For this week, the individual assignment is to design, build, and connect wired or wireless nodes with network or bus addresses and include local input and/or output devices. For the group assignment, we have to send a message between two projects, ensuring everything communicates properly.
We are now less than four weeks away from the final project presentation. I thought, why not use this week as an opportunity to work on my final project and test the electronics I designed earlier? Also, why not aim high and see what can be achieved? My idea for the week is to use the board I designed during Week 9, which includes two microcontrollers: the ESP32S3 and the Raspberry Pi Pico. The detailed idea is shown in the following flowchart:
The schematic and PCB layout of the board are shown below:
Schematic
PCB
The board after the sholdering is given below, after carefully looking at the board I found out the TX and RX connection between Pico and the ESP32 was wrong. I solved this problem by using the jumper wire and cutting off the current wiring.
Detailed idea: the ESP32S3 will take input from the camera module and communicate with a computer running image analysis software, which detects the movement of objects in the video. Then, the computer will send commands to the ESP32, which will forward them to the Pico via serial communication to turn the eye left or right or make it blink. A stepper motor will be used to turn the entire rock mechanism. If time permits, I will include this part in this week's assignment; otherwise, I will tackle it in a later week.

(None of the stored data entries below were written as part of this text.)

PR #40, opened 2018-03-26
Refactored duplicate code

blen-desta:
IntelliJ was flagging this as duplicate code

### DIFF
--- a/plugins/plugins-api/src/main/java/org/codice/compliance/saml/plugin/IdpPostResponse.java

This will be quite a task for me this week. Hence, I am starting with simple tasks first. My plan is to complete these tasks step by step and see how far I can progress. The first few steps focus on complying with the weekly assignment while also advancing the final project. Then I will add more complexity for the final project:
Steps one and two will be sufficient for this week's assignment, while steps three and four are advanced work aimed at completing my final project.

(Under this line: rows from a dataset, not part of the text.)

PR #41, opened 2018-03-27
Fix the waiting issue with docker ddf

blen-desta:
- Fix the waiting issue with docker ddf
    * querying for `profile`minimum` isn't working so switching to checking the availability of `security-idp`
    * adding a check for the availability of `/services/idp/login/metadata`
- Changed script to use the gradle generated script
- Updated metadata config


distribution/docker/wait.sh
```diff
@@ -24,7 +26,7 @@ while [ ${cmd} -ne 1 ]
 do
     >&2 echo "DDF is NOT up - sleeping for 10 seconds"
     sleep 10s
-    cmd=$(curl -s -k -i -X GET "https://${_sut_host}:${_sut_port}/admin/jolokia/exec/org.apache.karaf:type=feature,name=root/infoFeature(java.lang.String)/profile-${_target_profile}" | grep -i '"Installed":true' | wc -l)
+    cmd=$(curl -s -k -i -X GET "https://${_sut_host}:${_sut_port}/admin/jolokia/exec/org.apache.karaf:type=feature,name=root/infoFeature(java.lang.String)/${_target_feature}" | grep -i '"Installed":true' | wc -l)
```
coyotesqrl: ❓ Since the commands outside and inside the do loop are identical, could we save them off to be exec'd instead of having to maintain two lines in the script?

blen-desta: I tried to do that last time and that wasn't working very well. I can try again

blen-desta:
Waiting for CI build to merge.

distribution/docker/etc/org.codice.ddf.security.idp.server.IdpEndpoint.config
```diff
@@ -2,6 +2,6 @@ expirationTime=I"30"
...
...S66M\=\ \ \ \ \ \ \ \ \ \ \ </ds:X509Certificate>\ \ \ \ \ \ \ \ \ </ds:X509Data>\ \ \ \ \ \ \ </ds:KeyInfo>\ \ \ \ \ </md:KeyDescriptor>\ \ \ \ \ <md:SingleLogoutService\ Binding\=\"urn:oasis:names:tc:SAML:2.0:bindings:HTTP-Redirect\"\ Location\=\"https://samlhost:8993/services/saml/logout/redirect\"/>\ \ \ \ \ <md:SingleLogoutService\ Binding\=\"urn:oasis:names:tc:SAML:2.0:bindings:HTTP-POST\"\ Location\=\"https://samlhost:8993/services/saml/logout/post\"/>\ \ \ \ \ <md:SingleLogoutService\ Binding\=\"urn:oasis:names:tc:SAML:2.0:bindings:SOAP\"\ Location\=\"https://samlhost:8993/services/saml/logout/soap\"/>\ \ \ \ \ <md:AssertionConsumerService\ Binding\=\"urn:oasis:names:tc:SAML:2.0:bindings:HTTP-Redirect\"\ Location\=\"https://samlhost:8993/services/saml/sso/redirect\"\ index\=\"0\"/>\ \ \ \ \ <md:AssertionConsumerService\ Binding\=\"urn:oasis:names:tc:SAML:2.0:bindings:HTTP-POST\"\ Location\=\"https://samlhost:8993/services/saml/sso/post\"\ index\=\"1\"/>\ \ \ \ \ <md:AssertionConsumerService\ Binding\=\"urn:oasis:names:tc:SAML:2.0:bindings:PAOS\"\ Location\=\"https://samlhost:8993/services/saml/sso/paos\"\ index\=\"2\"/>\ \ \ </md:SPSSODescriptor>\ </md:EntityDescriptor>", \
```
coyotesqrl: ❓ Does this need to be on one line? I know it doesn't really matter but it's _really_ long.

blen-desta: I just copied it directly from the etc file. I didn't want to tamper with these config files. 

Is there no problem if I added a new line? Do I have to escape something?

Task 1: Test the ESP32S3 with the camera and Wi-Fi connection. Use the standard library code to broadcast the camera output to the PC.

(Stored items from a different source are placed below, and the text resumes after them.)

PR #44, opened 2018-03-27
Removed samlconf from filename of metadata file

blen-desta:


distribution/command-line/src/main/kotlin/org/codice/ckt/Command.kt
```diff
@@ -43,7 +43,7 @@ fun main(args: Array<String>) {
     val arguments = parser.parse(args)
 
     val idpMetadata = arguments.option("i")
-            ?: "$samlDist/conf/samlconf-idp-metadata.xml"
+            ?: "$samlDist/conf/idp-metadata.xml"
```
brjeter: ❓ Was this just not working before if you didn't provide an explicit argument for the idp metadata?
❓ Could someone explain how this xml file gets renamed from `samlconf-idp-metadata.xml` to `idp-metadata.xml` when we do a gradle build?

coyotesqrl: It doesn't get renamed. It was moved to that new filename yesterday in #38 and this change was overlooked.

blen-desta: ☝️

ESP32S3 camera check, I wanted to check this first because I wanted to use the camera video feed to detect the motion using the vision algorithm.
2. Send message from Xiao ESP32S3 to Pico and do something.
This task is mainly to comply with the requirement for the week. First, I created a web server using HTML, which sends instructions through Wi-Fi to go left, right, or blink to the ESP32. These instructions are read by the Xiao ESP32S3 and displayed in the serial monitor to verify they were received correctly.
After confirming the web server worked, I focused on sending these instructions from the Xiao ESP32S3 to the Raspberry Pi Pico, which controls the eye mechanism. My initial attempt failed due to incorrect wiring. I had mistakenly connected the TX and RX pins to the SPI pins and used the UART0 protocol for communication, which was incorrect. After diagnosing the issue, I rewired the connections using jumper wires to properly route the TX and RX pins.
Despite fixing the wiring, it still didn’t work as expected. Sam and Yuval helped me troubleshoot further. They recommended starting with a simpler task, like blinking an LED using serial communication. Sam used an oscilloscope to analyze the data being sent by the ESP32, which helped us determine that the ESP32 was sending data, but the TX and RX definitions in the code were reversed. I updated the code to fix the TX and RX definitions, tested it again with the LED blinking example, and it worked successfully.
3. Write PC code that instructs the ESP32S3 to go right, left, or blink. Forward that instruction to the Pico, which will drive the eye mechanism accordingly.
With the LED working, I moved on to incorporating the eye mechanism code into the Raspberry Pi Pico. This involved integrating the movement commands from the web server into the existing eye mechanism code. Once implemented, the Pico successfully controlled the eye mechanism based on the web commands sent from my computer.
You can download the web page and code for the ESP32S3 and Raspberry Pi Pico here.
4. Advanced goal: Implement image recognition to track people’s movement and control the eye mechanism based on that. This involves taking image input from the ESP32S3 to the PC via Wi-Fi, analyzing the video on the PC, and sending movement instructions to the ESP32S3, which will then forward them to the Raspberry Pi Pico through serial communication.
This task has been a bit challenging for me to complete this week. Although I started by watching a few online tutorials, I found two particularly helpful videos: one by Makers Mashup and another by Jonathan R. I plan to use their algorithms in the coming week to bring my idea to life.